Прошлое и будущее являются координатными полюсами фабульного времени повествования, соответственно, мотивы, «обращенные к прошлому» и «обращенные к будущему», также локализуют фабулу – но только уже не в мире художественного предмета, а в мире художественного времени.
Напротив, мотивы, «отступающие, такие, которые отдаляют действие от его цели», в системе нарратива могут быть соотнесены не с началом фабулы, а с началом сюжета. Такие мотивы повествовательно реализуются в событиях, требующих своего рецептивного осмысления не в плане их естественных причинно-следственных или пространственно-временных связей, а в плане их сопоставления и противопоставления со всеми предшествующими событиями повествования. Именно в точках «отдаления действия от цели» зарождается и развивается собственно сюжетный потенциал литературного повествования. «Отдаление действия от цели» в плане читательского восприятия и интерпретации литературного произведении неизбежно оборачивается приближением к самому смыслу действия, т. е. собственно к сюжету.
В этом отношении обратим внимание на то, что «отступающие мотивы» приближают литературный текст, поэтический по своему существу, к риторике как стратегии прямой организации текста с открытыми интенциями порождения смысла. С «отступающими мотивами» в системе литературной уже не поэтики, а риторики граничат собственно отступления от повествования, так называемые «лирические отступления» и «философские отступления».
2. Проблема мотива у Гете отвечает современной постановке вопроса о различных модальностях действия.
Проблема модальностей действия в современной теории литературы становится важной в первую очередь в плане сопоставления действия эпического и лирического.
Характерное отличие лирического действия от действия эпического заключается в его принципиально расширенном модальном спектре. Как мы отмечали в предыдущей главе, лирическое действие развертывается не только в рамках действительного, но и в рамках возможного.

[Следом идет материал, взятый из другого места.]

Issue #9866, opened 2015-11-02
spice blooms appear too fast (and loud)


MicroJOo:
they pop up way too often (right at the start of the game) although they are meant to appear when the spice is gone ... beside that , they are kinda loud ... and you hear em constantly exploding ... i cant remember hearing this in the original all the time 

in the original : 
>so you have a patch of spice ...and once all of it is gone .... those spice blooms appeared ... and they did indeed explode at some time , but the explosions werent that loud ... and you had (atleast for a good amount of time) the chance to destroy them by yourself

i hope this isnt another unfinished feature ...

pchote:
Has this been resolved now?

MicroJOo:
@pchote : its better now

PR #9926, opened 2015-11-07
Further improve D2k spiceblooms

reaperrr:
This implements the last missing aspects of spiceblooms, namely only growing/'spawning' on spice-free sand (unless pre-placed in map editor) and displaying the animation of blowing spice into the air when spawned.

Additionally, spice particles now properly target cells free of spice when possible.

Closes https://github.com/OpenRA/OpenRA/issues/9866.

### DIFF
--- a/OpenRA.Mods.D2k/Traits/SpiceBloom.cs
+++ b/OpenRA.Mods.D2k/Traits/SpiceBloom.cs
@@ -23,6 +23,9 @@ namespace OpenRA.Mods.D2k.Traits
 	[Desc("Seeds resources by explosive eruptions after accumulation times.")]
 	public class SpiceBloomInfo : ITraitInfo, Requires<RenderSpritesInfo>
 	{
+		[ActorReference]
+		public readonly string SpawnActor = "spicebloom.spawnpoint";
+
 		[SequenceReference]
 		public readonly string[] GrowthSequences = { "grow1", "grow2", "grow3" };
 
@@ -159,7 +162,7 @@ namespace OpenRA.Mods.D2k.Traits
 					new FactionInit(self.Owner.Faction.InternalName),
 					new SkipMakeAnimsInit()
 				};
-				self.World.CreateActor(self.Info.Name, td);
+				self.World.CreateActor(info.SpawnActor, td);
 			})));
 		}
 	}
--- a/OpenRA.Mods.D2k/Traits/SpiceBloom.cs
+++ b/OpenRA.Mods.D2k/Traits/SpiceBloom.cs
@@ -39,7 +39,7 @@ namespace OpenRA.Mods.D2k.Traits
 
 		[Desc("The weapon to use for spice creation.")]
 		[WeaponReference]
-		public readonly string Weapon = "SpiceExplosion";
+		public readonly string Weapon = null;
 
 		[Desc("The amount of spice to expel.")]
 		public readonly int[] Pieces = { 2, 12 };
@@ -98,18 +98,19 @@ namespace OpenRA.Mods.D2k.Traits
 			}
 		}
 
-		public void Killed(Actor self, AttackInfo e)
+		void SeedResources(Actor self)
 		{
 			var pieces = self.World.SharedRandom.Next(info.Pieces[0], info.Pieces[1]) * ticks / growTicks;
 			if (pieces < info.Pieces[0])
 				pieces = info.Pieces[0];
 
-			for (var i = 0; pieces > i; i++)
+			var cells = self.World.Map.FindTilesInAnnulus(self.Location, 1, info.Range);
+
+			for (var i = 0; i < pieces; i++)
 			{
-				var cells = OpenRA.Traits.Util.RandomWalk(self.Location, self.World.SharedRandom);
-				var cell = cells.Take(info.Range).SkipWhile(p => resLayer.GetResource(p) == resType && resLayer.IsFull(p)).Cast<CPos?>().RandomOrDefault(self.World.SharedRandom);
+				var cell = cells.SkipWhile(p => resLayer.GetResource(p) == resType && resLayer.IsFull(p)).Cast<CPos?>().RandomOrDefault(self.World.SharedRandom);
 				if (cell == null)
-					cell = cells.Take(info.Range).Random(self.World.SharedRandom);
+					cell = cells.Random(self.World.SharedRandom);
 
 				var args = new ProjectileArgs
 				{
@@ -140,6 +141,12 @@ namespace OpenRA.Mods.D2k.Traits
 					}
 				});
 			}
+		}
+
+		public void Killed(Actor self, AttackInfo e)
+		{
+			if (!string.IsNullOrEmpty(info.Weapon))
+				SeedResources(self);
 
 			self.World.AddFrameEndTask(t => t.Add(new DelayedAction(respawnTicks, () =>
 			{
--- a/OpenRA.Mods.D2k/Traits/SpiceBloom.cs
+++ b/OpenRA.Mods.D2k/Traits/SpiceBloom.cs
@@ -34,6 +34,9 @@ namespace OpenRA.Mods.D2k.Traits
 
 		public readonly string ResourceType = "Spice";
 
+		[Desc("Spice blooms only grow on these terrain types.")]
+		public readonly HashSet<string> GrowthTerrainTypes = new HashSet<string>();
+
 		[Desc("The weapon to use for spice creation.")]
 		[WeaponReference]
 		public readonly string Weapon = "SpiceExplosion";
@@ -78,6 +81,12 @@ namespace OpenRA.Mods.D2k.Traits
 
 		public void Tick(Actor self)
 		{
+			if (!self.World.Map.Contains(self.Location))
+				return;
+
+			if (info.GrowthTerrainTypes.Count > 0 && !info.GrowthTerrainTypes.Contains(self.World.Map.GetTerrainInfo(self.Location).Type))
+				return;
+
 			ticks++;
 
 			if (ticks >= growTicks)
--- a/mods/d2k/weapons.yaml
+++ b/mods/d2k/weapons.yaml
@@ -820,3 +820,12 @@ BloomExplosion:
 		DamageTypes: Prone50Percent, TriggerProne, ExplosionDeath
 		AffectsParent: true
 
+BloomSpawn:
+	Range: 0c1
+	Projectile: Bullet
+		Speed: 1c0
+		Blockable: false
+		Image: null
+	Warhead@1Eff: CreateEffect
+		Explosion: bloomspawn
+
--- a/mods/d2k/rules/arrakis.yaml
+++ b/mods/d2k/rules/arrakis.yaml
@@ -1,3 +1,25 @@
+spicebloom.spawnpoint:
+	HiddenUnderShroud:
+		Type: CenterPosition
+	BodyOrientation:
+		QuantizedFacings: 1
+	RenderSprites:
+		Image: spicebloom
+	SpiceBloom:
+		GrowthTerrainTypes: Sand
+		SpawnActor: spicebloom
+		GrowthSequences: grow0
+		GrowthDelay: 250, 750
+		RespawnDelay: 1, 2
+	Explodes:
+		Weapon: BloomSpawn
+		EmptyWeapon: BloomSpawn
+	Health:
+		HP: 9999
+		Radius: 1
+	Immobile:
+		OccupiesSpace: false
+
 spicebloom:
 	HiddenUnderShroud:
 	BodyOrientation:
--- a/mods/d2k/sequences/misc.yaml
+++ b/mods/d2k/sequences/misc.yaml
@@ -46,6 +46,11 @@ explosion:
 		BlendMode: Alpha
 		Offset: 12, -10
 		Tick: 120
+	bloomspawn: DATA.R8
+		Start: 3980
+		Length: 8
+		Tick: 120
+		Offset: 0, -16
 	corpse: DATA.R8
 		Start: 430
 		Length: 12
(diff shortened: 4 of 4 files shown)


reaperrr:
I intentionally kept this out from my previous PR because this leaves the 'fix' area and goes more into 'feature' territory and might need some polish because it's a little hacky.

Additionally, `var cells` in `SpiceBloom` probably still returns `null` all the time, but I don't know how to fix that.

pchote:
Do you really even want that random walk?  That behaviour is used in the other mods because it nicely simulates random growth from a central tree... in this case you're throwing the resources through the air, so you only really care that it will land in an empty cell within some reasonable circular range.

reaperrr:
Updated.

Mailaender:
Very nice. Great attention to detail. This scales far better than infinite growth. :+1:

OpenRA.Mods.D2k/Traits/SpiceBloom.cs
```diff
@@ -74,10 +81,18 @@ public SpiceBloom(ActorInitializer init, SpiceBloomInfo info)
 			respawnTicks = self.World.SharedRandom.Next(info.RespawnDelay[0], info.RespawnDelay[1]);
 			growTicks = self.World.SharedRandom.Next(info.GrowthDelay[0], info.GrowthDelay[1]);
 			anim.Animation.Play(info.GrowthSequences[0]);
+
+			spawnCell = self.World.Map.CellContaining(self.CenterPosition);
 		}
 
 		public void Tick(Actor self)
 		{
+			if (!self.World.Map.Contains(spawnCell))
```
pchote: It would be better to use `self.Location` instead of caching `self.World.Map.CellContaining(self.CenterPosition)`.  The latter will break if the actor moves for whatever reason.

OpenRA.Mods.D2k/Traits/SpiceBloom.cs
```diff
@@ -97,10 +112,10 @@ public void Killed(Actor self, AttackInfo e)
 
 			for (var i = 0; pieces > i; i++)
 			{
-				var cells = OpenRA.Traits.Util.RandomWalk(self.Location, self.World.SharedRandom);
-				var cell = cells.Take(info.Range).SkipWhile(p => resLayer.GetResource(p) == resType && resLayer.IsFull(p)).Cast<CPos?>().RandomOrDefault(self.World.SharedRandom);
+				var cells = self.World.Map.FindTilesInAnnulus(self.World.Map.CellContaining(self.CenterPosition), 1, info.Range);
```
pchote: Why change from `self.Location`?

pchote:
We'll want this for prep, right?

penev92:
I guess so.

OpenRA.Mods.D2k/Traits/SpiceBloom.cs
```diff
@@ -34,6 +37,9 @@ public class SpiceBloomInfo : ITraitInfo, Requires<RenderSpritesInfo>
 
 		public readonly string ResourceType = "Spice";
 
+		[Desc("Spice blooms only grow on this terrain type.")]
+		public readonly string GrowthTerrainType = "Sand";
```
penev92: Since we have 1 actor that uses the default and 1 that removes the default, I'd rather we default to "" (or `null`, whichever is appropriate according to our standards) and put "Sand" on the actor that needs it.

mods/d2k/weapons.yaml
```diff
@@ -820,3 +820,12 @@ BloomExplosion:
 		DamageTypes: Prone50Percent, TriggerProne, ExplosionDeath
 		AffectsParent: true
 
+BloomSpawn:
+	Range: 0c1
+	Projectile: Bullet
+		Speed: 1c0
+		Blockable: false
+		Image: null
+	Warhead@3Eff: CreateEffect
```
penev92: This isn't the 3rd warhead on this weapon though.

penev92:
Looks good ingame.
:+1:  with the two nits above.

OpenRA.Mods.D2k/Traits/SpiceBloom.cs
reaperrr: Done.

OpenRA.Mods.D2k/Traits/SpiceBloom.cs
reaperrr: Probably just misread it as self.CenterPosition originally. Anyway, fixed.

OpenRA.Mods.D2k/Traits/SpiceBloom.cs
reaperrr: Done.

mods/d2k/weapons.yaml
reaperrr: Fixed.

reaperrr:
Updated.

OpenRA.Mods.D2k/Traits/SpiceBloom.cs
```diff
@@ -34,6 +37,9 @@ public class SpiceBloomInfo : ITraitInfo, Requires<RenderSpritesInfo>
 
 		public readonly string ResourceType = "Spice";
 
+		[Desc("Spice blooms only grow on this terrain type.")]
+		public readonly string GrowthTerrainType = null;
```
pchote: Can we make this an array instead, for flexibility?

OpenRA.Mods.D2k/Traits/SpiceBloom.cs
```diff
@@ -97,10 +109,10 @@ public void Killed(Actor self, AttackInfo e)
 
 			for (var i = 0; pieces > i; i++)
 			{
-				var cells = OpenRA.Traits.Util.RandomWalk(self.Location, self.World.SharedRandom);
-				var cell = cells.Take(info.Range).SkipWhile(p => resLayer.GetResource(p) == resType && resLayer.IsFull(p)).Cast<CPos?>().RandomOrDefault(self.World.SharedRandom);
+				var cells = self.World.Map.FindTilesInAnnulus(self.Location, 1, info.Range);
```
pchote: You can pull this and the `SkipWhile` outside the loop to save some perf.

OpenRA.Mods.D2k/Traits/SpiceBloom.cs
```diff
@@ -34,6 +37,9 @@ public class SpiceBloomInfo : ITraitInfo, Requires<RenderSpritesInfo>
 
 		public readonly string ResourceType = "Spice";
 
+		[Desc("Spice blooms only grow on this terrain type.")]
+		public readonly string GrowthTerrainType = null;
+
 		[Desc("The weapon to use for spice creation.")]
 		[WeaponReference]
 		public readonly string Weapon = "SpiceExplosion";
```
pchote: Can we default this to null so that you don't need to override it with an empty entry in the spawnpoint?

OpenRA.Mods.D2k/Traits/SpiceBloom.cs
```diff
@@ -78,6 +84,12 @@ public SpiceBloom(ActorInitializer init, SpiceBloomInfo info)
 
 		public void Tick(Actor self)
 		{
+			if (!self.World.Map.Contains(self.Location))
+				return;
+
+			if (info.GrowthTerrainTypes.Any() && info.GrowthTerrainTypes.Contains(self.World.Map.GetTerrainInfo(self.Location).Type))
```
RoosterDragon: Checking for `Any` here is redundant - did you mean to check something else? If not you can remove it.

pchote: I think this should be `if (any && !contains)`, right?
We want to exit early if the current terrain type isn't in the set, but only if the set isn't empty.

OpenRA.Mods.D2k/Traits/SpiceBloom.cs
atlimit8: `HashSet<string>`

OpenRA.Mods.D2k/Traits/SpiceBloom.cs
```diff
@@ -91,45 +103,50 @@ public void Tick(Actor self)
 
 		public void Killed(Actor self, AttackInfo e)
 		{
-			var pieces = self.World.SharedRandom.Next(info.Pieces[0], info.Pieces[1]) * ticks / growTicks;
-			if (pieces < info.Pieces[0])
-				pieces = info.Pieces[0];
-
-			for (var i = 0; pieces > i; i++)
+			if (!string.IsNullOrEmpty(info.Weapon))
```
pchote: `if (isnulllorempty) return;` would be cleaner.

OpenRA.Mods.D2k/Traits/SpiceBloom.cs
```diff
@@ -78,6 +84,12 @@ public SpiceBloom(ActorInitializer init, SpiceBloomInfo info)
 
 		public void Tick(Actor self)
 		{
+			if (!self.World.Map.Contains(self.Location))
+				return;
+
+			if (info.GrowthTerrainTypes.Any() && !info.GrowthTerrainTypes.Contains(self.World.Map.GetTerrainInfo(self.Location).Type))
```
RoosterDragon: Minor perf nit: Prefer `.Count > 0` since `Any` needs to allocate and this is called every tick.

OpenRA.Mods.D2k/Traits/SpiceBloom.cs
```diff
@@ -91,45 +103,50 @@ public void Tick(Actor self)
...
-				var cell = cells.Take(info.Range).SkipWhile(p => resLayer.GetResource(p) == resType && resLayer.IsFull(p)).Cast<CPos?>().RandomOrDefault(self.World.SharedRandom);
-				if (cell == null)
-					cell = cells.Take(info.Range).Random(self.World.SharedRandom);
+				var pieces = self.World.SharedRandom.Next(info.Pieces[0], info.Pieces[1]) * ticks / growTicks;
+				if (pieces < info.Pieces[0])
+					pieces = info.Pieces[0];
 
-				var args = new ProjectileArgs
+				var cells = self.World.Map.FindTilesInAnnulus(self.Location, 1, info.Range)
+					.SkipWhile(p => resLayer.GetResource(p) == resType && resLayer.IsFull(p));
```
pchote: This may need to be `ToList`ed in order to get the benefits of it.

OpenRA.Mods.D2k/Traits/SpiceBloom.cs
reaperrr: I think you're forgetting the spawning that starts at line 152 and is unrelated to the weapon.

OpenRA.Mods.D2k/Traits/SpiceBloom.cs
```diff
@@ -91,45 +103,50 @@ public void Tick(Actor self)
...
+
+				for (var i = 0; pieces > i; i++)
```
pchote: Style nit: `i < pieces`

OpenRA.Mods.D2k/Traits/SpiceBloom.cs
pchote: Ah, I missed that.  Still, this is a sign that it may want to be pulled out into a SeedResources method?

OpenRA.Mods.D2k/Traits/SpiceBloom.cs
reaperrr: Basically `.Where(p => resLayer.GetResource(p) != resType || !resLayer.IsFull(p)).ToList()`?

GraionDilach: Also see #10062.

OpenRA.Mods.D2k/Traits/SpiceBloom.cs
```diff
@@ -91,45 +103,50 @@ public void Tick(Actor self)
...
 				{
-					Weapon = self.World.Map.Rules.Weapons[info.Weapon.ToLowerInvariant()],
-					Facing = 0,
+					var cell = cells.Cast<CPos?>().RandomOrDefault(self.World.SharedRandom);
+					if (cell == null)
+						cell = cells.Random(self.World.SharedRandom);
```
RoosterDragon: What are these three lines trying to do exactly? `RandomOfDefault` will return null only on an empty collection, so repeating it with `Random` will just throw which seems odd.

As written, you could simplify the current logic down to `cell = cells.Random(self.World.SharedRandom)` for the same effect.

OpenRA.Mods.D2k/Traits/SpiceBloom.cs
RoosterDragon: `self.World.Map.FindTilesInAnnulus` will only find cells in the world by default, so you don't need the same check as #10062.

GraionDilach: Ah, sorry then.

OpenRA.Mods.D2k/Traits/SpiceBloom.cs
reaperrr: Tbh I didn't (and still don't) fully understand this piece of code from #8987, so I just avoided touching it too much.

RoosterDragon: Looks like the old code was attempting to take a random cell in range but skipping over anything already full of resource. If there were no such cells (everything was already maxed) it just used any random cell in range instead.

Try moving the `SkipWhile` currently on the `cells` variable back onto the first random search line - that ought to make it work like the original code again as best I can tell.

obrakmann:
Looks fine to me. :+1:

Can you please squash those last four commits into the earlier ones before merging? Thanks!

reaperrr:
Squashed and reordered commits.

Note: There were some unavoidable yaml rebase conflicts while squashing. I'm quite sure i caught them all, but I still recommend giving this a last quick look-over before merging.

obrakmann:
Nope, still looks all good, in-game too.

obrakmann:
[Changelog](https://github.com/OpenRA/OpenRA/wiki/Changelog/_compare/958c08cff8820a3c01d0c3d0d26cf7b1fa4ab83a)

Ср. у Гете в стихотворении «Надежда» ([Гете 1977: 46]; пер. М. Лозинского):
Приведи мой труд смиренный,Счастье, к цели вожделенной!Дай управиться с трудами!Да, я вижу верным взглядом:Эти прутья станут садом,Щедрым тенью и плодами.В этом стихотворении модальности действительного вообще нет – но это нисколько не мешает лирическому действию раскрыться в плане модальностей желаемого и воображаемого.
С формальной точки зрения статья Гете посвящена собственно эпической и драматической поэзии, однако теоретический потенциал размышлений классика позволяет включить в их орбиту и вопросы специфики лирического действия как такового.
Мотивы последнего, пятого рода, т. е. «обращенные к будущему, предвосхищающие то, что произойдет в последующие эпохи», развивают в повествовании модальности непрямого действия, модальности возможного. В эпике и драме возможное действие нуждается в определенных фабульных мотивировках, какими могут быть сон героя, его мечтания, предположения, желания и опасения. Лирическое сознание непосредственно в рамках актуального дискурса может переходить от модальности действительного к модальностям возможного.
Обратим внимание еще на один очень важный смысл размышлений Гете по поводу мотивов, «обращенных к будущему». Они помогают поэту, по словам Гете, «сделать свои творения завершенными». Иными словами, мотивы, расширяющие спектр модальностей действия, тем самым в максимальной степени отвечают художественной задаче эстетического завершения героя не просто как «действователя», но и как «вершителя» – в первую очередь своей судьбы.
3. Третий аспект актуализации размышлений Гете о мотивах выводит нас за пределы теории литературного повествования в универсальную сферу семиотики: мотивы у Гете типизированы не в плане семантики, а в плане синтактики.
Господствующим в современной теории мотива выступает семиотический подход «от семантики».